Since the relocation, Anne has become a huge attraction at Longleat, with long lines of visitors. The public has donated $565,000 to Longleat so far to Anne’s lifetime care and there has been talk in the media of Longleat becoming a sanctuary for elephants. This would be welcome, but at this time there is a long way to go. Longleat remains a commercial exhibitor of animals. Plans for a new elephant facility have not been published yet and it is unclear whether this will phase out the use of bull hooks to control elephants – the leading sanctuaries (and several zoos) have moved to protected contact because this removes the habit of physical control and intimidation of the animals.

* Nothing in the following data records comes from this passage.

PR #320, opened 2016-06-23
Travis CI script and very basic CMakeLists.txt

stohrendorf:
Provides a basic Travis CI script, yet it doesn't build because of platform-specific (Linux) problems. See https://travis-ci.org/stohrendorf/EdisonEngine/builds/139702888 for a few of the problems.

### DIFF
--- a/.travis.yml
+++ b/.travis.yml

It is also agreed that Anne needs to be assessed and that her future may be best served elsewhere. That is not to say Longleat is not the best short term/emergency location and might, with new facilities and other rescued elephants, provide a good home.
At this time, the ideal location would be ARK2000 in California (home of the first Bolivian lions we rescued) which specializes in the care of rescued circus elephants and which immediately offered ADI a home for Anne for life when we exposed her suffering. Here, she would have the best possible climate for her arthritis, wonderful facilities and space, staff with experience of elephants with her problems, and importantly a chance to have the companionship of other ex-performing elephants. However, it’s a long journey involving road travel and a flight of 12 hours or more, so we would have to be sure that an elderly lady like Anne would be fit for the journey. However, on the positive side, she is a complete survivor and has traveled all of her life.
We will do our best to ensure Anne’s best welfare is secured for the long term, monitoring the options inside and outside Longleat. For now, the sun on her back, a few logs, a shallow pool, a sandpit, and freedom to move must be paradise for her.
A storm of protests has followed the circus on its UK tour, as well as ADI’s circus billboard; Roberts claims his business is down by 99%.
In May, Roberts handed over Monty the camel to a UK wildlife park. This means that Bobby Roberts’ Super Circus is now wild animal free but the ponies remain.
Meanwhile, our legal team is currently working on potential criminal prosecutions under the UK’s Animal Welfare Act 2006. ADI is urgently appealing for funds for the prosecution.